Records for this exercise

PR #7103, opened 2021-07-25
refactor(Scripts/Northrend): code cleanup (part 11)

FrancescoBorzi:
- Just a minor code cleanup, follow up of https://github.com/azerothcore/azerothcore-wotlk/pull/7065
- Cleaning `src/scripts/Northrend/**` source files

PR #7520, opened 2021-08-23
refactor(Core/Common): code cleanup (part 12)

FrancescoBorzi:
- Just a minor code cleanup, follow up of https://github.com/azerothcore/azerothcore-wotlk/pull/7103
- Cleaning `src/common/**` source files

### DIFF
--- a/src/common/Collision/Management/MMapManager.cpp
+++ b/src/common/Collision/Management/MMapManager.cpp
@@ -185,13 +185,9 @@ namespace MMAP
             LOG_DEBUG("maps", "MMAP:loadMap: Loaded mmtile %03i[%02i,%02i] into %03i[%02i,%02i]", mapId, x, y, mapId, header->x, header->y);
             return true;
         }
-        else
-        {
-            LOG_ERROR("maps", "MMAP:loadMap: Could not load %03u%02i%02i.mmtile into navmesh", mapId, x, y);
-            dtFree(data);
-            return false;
-        }
 
+        LOG_ERROR("maps", "MMAP:loadMap: Could not load %03u%02i%02i.mmtile into navmesh", mapId, x, y);
+        dtFree(data);
         return false;
     }
 
@@ -228,15 +224,11 @@ namespace MMAP
             LOG_ERROR("maps", "MMAP:unloadMap: Could not unload %03u%02i%02i.mmtile from navmesh", mapId, x, y);
             ABORT();
         }
-        else
-        {
-            mmap->loadedTileRefs.erase(packedGridPos);
-            --loadedTiles;
-            LOG_DEBUG("maps", "MMAP:unloadMap: Unloaded mmtile %03i[%02i,%02i] from %03i", mapId, x, y, mapId);
-            return true;
-        }
 
-        return false;
+        mmap->loadedTileRefs.erase(packedGridPos);
+        --loadedTiles;
+        LOG_DEBUG("maps", "MMAP:unloadMap: Unloaded mmtile %03i[%02i,%02i] from %03i", mapId, x, y, mapId);
+        return true;
     }
 
     bool MMapManager::unloadMap(uint32 mapId)
--- a/src/common/Collision/Models/WorldModel.cpp
+++ b/src/common/Collision/Models/WorldModel.cpp
@@ -160,7 +160,7 @@ namespace VMAP
 
         // check if tile shall be used for liquid level
         // checking for 0x08 *might* be enough, but disabled tiles always are 0x?F:
-        if ((iFlags[tx + ty * iTilesX] & 0x0F) == 0x0F)
+        if (iFlags && (iFlags[tx + ty * iTilesX] & 0x0F) == 0x0F)
         {
             return false;
         }
@@ -181,6 +181,11 @@ namespace VMAP
             x---------x---> dx
           0           1
         */
+
+        if (!iHeight)
+        {
+            return false;
+        }
 
         const uint32 rowOffset = iTilesX + 1;
         if (dx > dy) // case (a)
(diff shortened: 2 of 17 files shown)


src/common/Collision/Models/WorldModel.cpp
```diff
@@ -621,7 +626,7 @@ namespace VMAP
         {
             //if (fread(&chunkSize, sizeof(uint32), 1, rf) != 1) result = false;
 
-            if (result && fread(&count, sizeof(uint32), 1, rf) != 1) { result = false; }
+            if (fread(&count, sizeof(uint32), 1, rf) != 1) { result = false; }
             if (result) { groupModels.resize(count); }
```
steenburgh, line 630: The condition for this if statement is also redundant as we're already inside the `if (result && readChunk(rf, chunk, "GMOD", 4))` if statement

steenburgh:
What all is included in these code cleanup PRs? Is it mostly just stuff you see, or is there some tool tossing up warnings that you're using?

src/common/Utilities/StartProcess.cpp
```diff
@@ -182,21 +182,21 @@ namespace Acore
...
                 }
                 catch (...)
                 {
-                    result = EXIT_FAILURE;
+                    res = EXIT_FAILURE;
                 }
 
                 my_child.reset();
-                return was_terminated ? EXIT_FAILURE : result;
+                return was_terminated ? EXIT_FAILURE : res;
```
steenburgh, line 199: Personally, I'd prefer to spell out `result` - is naming it `res` a C++ and/or AzerothCore coding standard or something?

steenburgh: Similar comment about the line where `appenderName` was changed to `appendName`

src/common/Collision/Models/WorldModel.cpp
FrancescoBorzi: @steenburgh no, because if it gets inside the first `if`` then `false` will be assigned to `result`

FrancescoBorzi:
> What all is included in these code cleanup PRs? Is it mostly just stuff you see, or is there some tool tossing up warnings that you're using?

I've been fixing warnings coming from CLion

src/common/Utilities/StartProcess.cpp
FrancescoBorzi: @steenburgh me too, but the problem here is that there is already a `result` variable in the outer scope, so this would be shadowing it, which is bad

src/common/Collision/Models/WorldModel.cpp
steenburgh: 👍Right, I missed that

FrancescoBorzi: @steenburgh thanks for checking my PR!

src/common/Utilities/StartProcess.cpp
steenburgh: Maybe it could be renamed to `exitCode` instead?

src/common/Collision/Models/WorldModel.cpp
```diff
@@ -343,7 +348,7 @@ namespace VMAP
         delete iLiquid;
         iLiquid = nullptr;
 
-        if (result && fread(&iBound, sizeof(G3D::AABox), 1, rf) != 1) { result = false; }
+        if (fread(&iBound, sizeof(G3D::AABox), 1, rf) != 1) { result = false; }
```
steenburgh, line 351: Does C++ not do exceptions? Looks like those would make this code a lot more readable

FrancescoBorzi: @steenburgh not sure if I got what you meant, but basically `result` is always truthy there

src/common/Utilities/StartProcess.cpp
FrancescoBorzi: @steenburgh good idea, done!

steenburgh (approved):
Not familiar with the code base, but the changes seem ok

Winfidonarleyan (approved):

src/common/Collision/Models/WorldModel.cpp
steenburgh: Nah that part earlier makes sense. I'm just commenting on the code style in general

```
result = true
if(doThing1() != 1) { result = false }
if(result && doThing2() != 1) { result = false }
if(result && doThing3() != 1) { result = false }
...
return result
```

... is a lot uglier than
```
try {
    doThing1()
    doThing2()
    doThing3()
    return true;
} catch () {
    return false;
}
```

src/common/Collision/Management/MMapManager.cpp
```diff
@@ -185,13 +185,9 @@ namespace MMAP
...
         }
-        else
-        {
-            LOG_ERROR("maps", "MMAP:loadMap: Could not load %03u%02i%02i.mmtile into navmesh", mapId, x, y);
-            dtFree(data);
-            return false;
-        }
 
+        LOG_ERROR("maps", "MMAP:loadMap: Could not load %03u%02i%02i.mmtile into navmesh", mapId, x, y);
+        dtFree(data);
```
Kitzunu, line 190: Should this error always be sent?

src/common/Collision/Management/MMapManager.cpp
```diff
@@ -228,15 +224,11 @@ namespace MMAP
...
-            --loadedTiles;
-            LOG_DEBUG("maps", "MMAP:unloadMap: Unloaded mmtile %03i[%02i,%02i] from %03i", mapId, x, y, mapId);
-            return true;
-        }
 
-        return false;
+        mmap->loadedTileRefs.erase(packedGridPos);
+        --loadedTiles;
+        LOG_DEBUG("maps", "MMAP:unloadMap: Unloaded mmtile %03i[%02i,%02i] from %03i", mapId, x, y, mapId);
+        return true;
```
Kitzunu, line 231: same as above

src/common/Collision/Management/MMapManager.cpp
FrancescoBorzi: @Kitzunu this PR is not changing the behaviour, the `if` is returning so either you use `else` or not, the result is exactly the same

src/common/Collision/Management/MMapManager.cpp
FrancescoBorzi: same answer as above :)

src/common/Collision/Management/MMapManager.cpp
FrancescoBorzi: image

Winfidonarleyan: :/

Assigned task
Whenever the word "same" shows up in a line of the entries, copy that line.

Answer section
Kitzunu, line 231: same as above
FrancescoBorzi: @Kitzunu this PR is not changing the behaviour, the `if` is returning so either you use `else` or not, the result is exactly the same
FrancescoBorzi: same answer as above :)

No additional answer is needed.